The really rough newborn stage is over but the easier infant phase of only getting up a few times a night has also not quiet yet set in so we're in between.
I'm tired of being in my pajamas and maternity clothes everyday. I want to wear normal things. I MIGHT try an outfit post this week but a few days ago I tried on a size medium button down shirt thinking I'd just wear it open and I couldn't even get my arm in the sleeve. Yeah, that made me feel like poop!
I'm sick of being cooped up in the house 24/7. I'm ready to go do something normal like to go to Target but I am also that mom who will do ANYTHING to keep her baby from crying so if that means not taking in the car, then we stay home. There is something about that newborn cry, you know the one where they really loose it and just all out whale, that males me insane. Honestly, I don;t think it;s safe for me to drive a car at that point. Anyone else feel this way?I think mother's are wired like that on purpose so you will immediately stop whatever your doing and tend to your baby. Problem is we;re not cave women and we have them strapped into car seats going 55 on a freeway. We can't tend to them and it's torture to listen to.

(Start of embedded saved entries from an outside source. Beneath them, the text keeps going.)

PR #509, opened 2023-01-25
Allow hooks to change filetype and comment deilmiters

sankhesh:
This change fixes the issue there custom hooks change filetype to change delimiters but nerdcommenter wouldn't respect the changes.

Fixes #479 and adds support towards #17 with custom hooks like in https://github.com/posva/vim-vue/blob/master/readme.md#nerdcommenter


alerque (approved):
Thanks for the contribution!

PR #511, opened 2023-02-05
Update starkware cairo comments to latest syntax

codemedian:
Starkware has released updates to the Cairo language where they replaced the `#` comments with `//` and in the upcoming 1.0 version, they'll support `//` as well as `/* */` equivalent to Rust. 

Cairo 1.0 repository for reference: https://github.com/starkware-libs/cairo


alerque (approved):

alerque:
Thanks for taking the time to contribute, and for the documentation so I can review it easily.

Yuck to a language completely changing like this, but that's users problem. I agree this plugin should default to the current supported upstream language spec, and anybody working with exclusively old code can add their own configs for the language.

PR #514, opened 2023-04-20
Prevent caching of buffer commentstring

### LINKED ISSUE #477: `commentstring` value is not updated after first usage in the buffer
[suy/vim-context-commentstring](https://github.com/suy/vim-context-commentstring) fixes the issue of **Lue in VimScript** and [this issue of **HTML**](https://github.com/preservim/nerdcommenter/issues/17) by changing the `commentstring` value, but another issue appeared after using this, I think **nerdcommenter** stores the first use of `commentstring` in the current buffer and never read it again:

https://user-images.githubusercontent.com/42011920/129219251-a0862097-5831-4f09-960b-e1a070a43999.mp4

_Originally posted by @MuhammadSawalhy in https://github.com/preservim/nerdcommenter/issues/17#issuecomment-897709359_

ppwwyyxx:
Fix #477

### DIFF
--- a/autoload/nerdcommenter.vim
+++ b/autoload/nerdcommenter.vim
@@ -460,10 +460,6 @@ endif
 " This function is responsible for setting up buffer scoped variables for the
 " current buffer.
 function! nerdcommenter#SetUp() abort
-    if exists('b:NERDCommenterDelims')
-        return
-    endif
-
     let filetype = &filetype
 
     "for compound filetypes, if we don't know how to handle the full filetype


alerque (approved):

alerque:
Thanks for taking the time to contribute!

alerque:
I had to revert this change. I think I understand what you were trying to fix but it completely blew up the plugin so it didn't work at all for my setup. I reverted it so people wouldn't run into the same total breakage. Can we look into what that was about?

ppwwyyxx:
This works in my setup. How do I reproduce the breakage so I can look into it?

ppwwyyxx:
I did notice one potential issue of infinite recursion. It's fixed here https://github.com/preservim/nerdcommenter/commit/a3e82853089e0f7a14c3475ec997f1aa371f4210 but I'm not sure if that's the breakage you're seeing.

alerque:
That commit you linked seems to fix the issue I was having with it. Can you submit that as a new PR?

My point is I'd rather stay holed up in this house than risk the screaming newborn.
I have to admit I am so glad Tosh is getting bigger. This is my last baby so I am trying to love every single moment but I must admit I'm not a newborn kinda gal. Of course they are beautiful and amazing but I prefer them when they are drooling and smiling from ear to ear with a hefty layer of chub all around; a bit less breakable.
I never was "a baby" person. You know some people are just "baby" people, not me! I was the youngest so had no younger brothers or sisters to hold and I never really baby sat. I don't know for some reason babies always made me very uncomfortable. I never want to hold other peoples babies. I just don't. They scare me,
I adore my own and I'd love to play with a kid or two but no one Else's new borns please. Not the baby type here.
Yes, I so realize I have 3 but their mine. It's a very different story when you grew them inside you.
Anyway, I'll stop my ridiculous sleep deprived ramble and try to get back into the bed without waking the prince. Wish me luck!